Thursday, December 17, 2009

Why Same-Sex Marriage is Really About Tax Policy

All too often, debates over same-sex marriage are couched in terms of religion. There's religious group that has been made famous with its slogan, "God Hates Fags." There's an entire (really great) documentary about what the Bible really says about homosexuality. Former presidential candidate (and 2012 Republican favorite among conservatives) Mike Huckabee once said gays participate in an "aberrant, unnatural, and sinful lifestyle."

But fundamentally religion is just a red herring. Many churches decry same-sex marriage, but there are an increasing number who also recognize same-sex marriage. What the debate is really over is tax policy. Dry, boring, math-heavy tax policy. You see, everyone in America used to file their taxes individually. Each person would pay for the amount of taxes they owe and everyone would move on with their lives. This was, of course, at a time when men were making a lot more than their spouses (to be honest, they still make more than their spouses, but the gap isn't as big). So some clever people decided they would pay a lot less in taxes if couples filed jointly and divided their tax rate over two people. Later, as "family values" took hold, married couples even got more tax breaks.

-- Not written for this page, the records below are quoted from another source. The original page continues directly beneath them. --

PR #3320, opened 2022-01-07
Make it possible to prohibit bare DDL

elprans:
RFC 1000 prescribes a configuration parameter that can be used to disable
all DDL outside of migrations.  This commit adds
`allow_bare_ddl` to do just that.  `edgedb migrate` can automatically set
it on a database to prevent accidental migration state skew.


edb/lib/_testmode.edgeql
```diff
@@ -108,6 +111,9 @@ ALTER TYPE cfg::AbstractConfig {
         SET default := <std::duration>'0 seconds';
     };
 
+    CREATE PROPERTY enumprop -> cfg::TestEnum {
+        SET default := <cfg::TestEnum>'One';
```
1st1, line 115: this should also work, right?

```suggestion
        SET default := cfg::TestEnum.One;
```

edb/pgsql/metaschema.py
```diff
@@ -4551,36 +4554,29 @@ def _generate_schema_ver_views(schema: s_schema.Schema) -> List[dbops.View]:
...
-        def _cast(val: Any) -> str:
-            return f'{q(*func_name)}({val})'
+    cast_sql, _ = compiler.compile_ir_to_sql(
+        cast_ir,
+        use_named_params=True,
+        singleton_mode=True,
+    )
 
-    return _cast
+    return lambda val: cast_sql.replace('__replaceme__', val)
```
1st1, line 4579: ouch, is this really necessary?

tests/test_server_config.py
```diff
@@ -972,11 +972,15 @@ async def test_server_proto_configure_describe_system_config(self):
             conf4 = "CONFIGURE INSTANCE SET memprop := <cfg::memory>'100MiB';"
             await self.con.execute(conf4)
 
+            conf5 = "CONFIGURE INSTANCE SET enumprop := <cfg::TestEnum>'Two';"
```
1st1, line 975: Can you also add a test that `cfg::TestEnum.Two` works?

1st1 (approved):

edb/pgsql/metaschema.py
elprans: This is the simplest and reliable way.  SQL AST is immutable, so it isn't possible to do this easily with an AST visitor.

edb/lib/_testmode.edgeql
elprans: Right, this works now too.

tests/test_server_config.py
1st1: Unresolving this thread -- can you add this test in this commit?

elprans: No, because we cannot make `DESCRIBE INSTANCE CONFIG` return a non-casting version.  There is a dot-notation test elsewhere.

This was all the subject of an event today at the Tax Policy Center (a joint project of the Urban Institute and the Brookings Institution), called "The Higher Cost of Being Gay: Life, Death, and Taxes."They talked about all of the legal and tax ramifications for same-sex couples in great detail. I won't bog you down with the details (as I'm not even going to attempt to explain such things), but the Urban Institute has a good summary of this stuff from 2004.

Fundamentally, though, the debate about same-sex marriage has been obscured by the religious debate, when fundamentally others are trying to figure out how to properly tax couples who live together and want to share their assets like a married couple does. Of course, tax policy doesn't create passion in activists the same way that civil rights do.

My suggestion? Just level the playing field, making everyone go back to filing individually and that could shift the debate. (Flickr/theblog)

Cross posted.

1 comment:

Leland Traiman said...

You are absolutely correct! The additional taxes my husband and I pay as a same-sex couple helps subsidize heterosexual families who pay less. That means their kids get more and our two kids get less. Unfortunately, taking away the joint filing for married couples is a political non-starter.The only (relatively short) way to marriage equality, which was working, is though domestic partnerships because clearly, the marriage-only strategy is a failure. Comparing the trajectory domestic partnerships was on when that strategy was halted with the continuous defeats and heartache the marriage-only strategy has given us, it is clear that the domestic partnership strategy would have brought us to one, unified category of marital rights for both heterosexuals and gay people much, much sooner. Unfortunately, because my community does not understand the difference between a goal and a strategy, we will be fighting this for a very long time to come. I have no doubt that marriage-equality will eventually be achieved. But, with the current marriage-only strategy, no one over forty will live to see it. (Unless, of course, the US Supreme Court decides in favor of same-sex marriage, which is unlikely.) I find this very sad because I am 57. Susan B. Anthony did not live to see women's suffrage become a reality. So, at least historically, I am in the company of greatness.